The idiom is dissonant, but not unduly so and there is a good deal of quiet, meditative writing as well as some of the thumping and banging we expect from Ives. The ragtimes Ives referred to turn up in the second and fourth movements while the slow movement is a theme and variations. The finale is based on a three-note motif and is dissonant and complex, though there are moments of calm in the middle and at the very end. I found this an accessible and successful work, possibly even more so than the Concord Sonata.

The other Ives work here is the Three-Page Sonata, so called because that is the length of the manuscript, written on three very large pages. It was first published in 1949. It is in three short movements, played without a break The opening begins with a transposed version of the BACH motif and is in a kind of sonata form but without a recapitulation. The central movement evokes the Westminster Chimes, familiar to all Londoners and BBC radio listeners. Ives recommended reinforcing the impression of bells by having another player or bells or ideally a celesta to double the line. That is done here, with Ahonen double tracking a celesta. The finale begins with a twelve-tone row, long before Schoenberg developed his serial technique, and continues with a march, waltz and ragtime. This is an attractive piece: a kind of pocket Ives.
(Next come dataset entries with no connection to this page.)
PR #3309, opened 2025-11-17
feat(client): for Chunk, fall back to get from closest_20 if kad query fetch failed

maqi:
### Description

When client downloading a Chunk, fall back to get from closest_20 if kad query fetch failed

### DIFF
--- a/autonomi/src/client/config.rs
+++ b/autonomi/src/client/config.rs
@@ -8,7 +8,7 @@
 
 use crate::networking::{Quorum, RetryStrategy, Strategy};
 pub use ant_bootstrap::{
-    Bootstrap, BootstrapConfig, InitialPeersConfig, error::Error as BootstrapError,
+    error::Error as BootstrapError, Bootstrap, BootstrapConfig, InitialPeersConfig,
 };
 use ant_evm::EvmNetwork;
 use evmlib::contract::payment_vault::MAX_TRANSFERS_PER_TRANSACTION;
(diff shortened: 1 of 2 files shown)


autonomi/src/client/data_types/chunk.rs
```diff
@@ -138,16 +138,77 @@ impl Client {
...
+        // Find the first successful record
+        for result in results.into_iter() {
+            match result {
+                Ok(Some(record)) => {
+                    debug!("✅ Retrieved record {key:?} from one of the closest {num_peers} peers");
+                    return Some(record);
+                }
+                _ => continue,
+            }
+        }
```
RolandSherwin, line 185: Do we want to optimize this further by stopping the rest of the tasks once a record has been obtained? `process_tasks_with_max_concurrency` will consume alot more bandwidth if multiple records are found?

We could use `stream::iter` directly instead of calling `process_tasks_with_max_concurrency`

```
  let first_record = stream::iter(query_tasks)
      .buffer_unordered(num_peers)
      .filter_map(|result| async move {
          match result {
              Ok(Some(record)) => Some(record),
              _ => None,
          }
      })
      .next()  // Takes first item then stops the stream
      .await;
```

autonomi/src/client/config.rs
```diff
@@ -160,7 +160,7 @@ impl Default for ClientOperatingStrategy {
                 put_retry: RetryStrategy::Balanced,
                 verification_quorum: Quorum::N(two),
                 get_quorum: Quorum::One, // chunks are content addressed so one is enough as there is no fork possible
-                get_retry: RetryStrategy::Quick,
+                get_retry: RetryStrategy::None, // leave to the fall-back approach of fetching from closest_20
```
RolandSherwin, line 163: Could we use `RetryStrategy::Once` to try alteast once again before falling back to the new method?

maqi: it's un-necessary and will just slow down the performance

autonomi/src/client/data_types/chunk.rs
maqi: the clippy has huge outcry on the suggested change, and seems the `early exist` can not be achieved by that way.
meanwhile, our other way to achieve early exist proved causing significant performance slowdown, hence we switched to the `steam unordered` pattern.

Also, this is a fall-back approach, which doesn't expect to be used often, hence a slight unideal performance shall be acceptable.

jacderida (approved):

Between the two Ives works we have Peter Parker by Bernhard Gander. He is an Austrian composer based in Vienna, who likes writing works for unusual combinations. Peter Parker is the alter ego of the comic book character Spiderman. Gander writes: ‘The metamorphosis of P.P. into a spider man, the graphic representation of the body in action, flying, springing… inspired me to deal with sound in a similar way.’ The piece represents jumping, flying, running, falling, holding on and casting a spider’s web. All this is conveyed through very energetic piano writing, but I must admit it left me cold. Perhaps you have to be a fan of Spiderman to appreciate it. I wish we had had more Ives instead.

However, I am full of enthusiasm for Joonas Ahonen’s performances of the Ives pieces. He brings a more meditative and lyrical approach to these than I have previously found with Ives and brings him more into the mainstream of twentieth century piano composition – something Ives himself, who was consistently disparaging about most other composers – might not have welcomed. Ahonen has previously recorded the Concord Sonata to much praise (review ~ review) and is thoroughly familiar with the idiom. The recording is good and the sleeve notes very helpful. If you want to explore Ives beyond the Concord Sonata this is a good place to go to.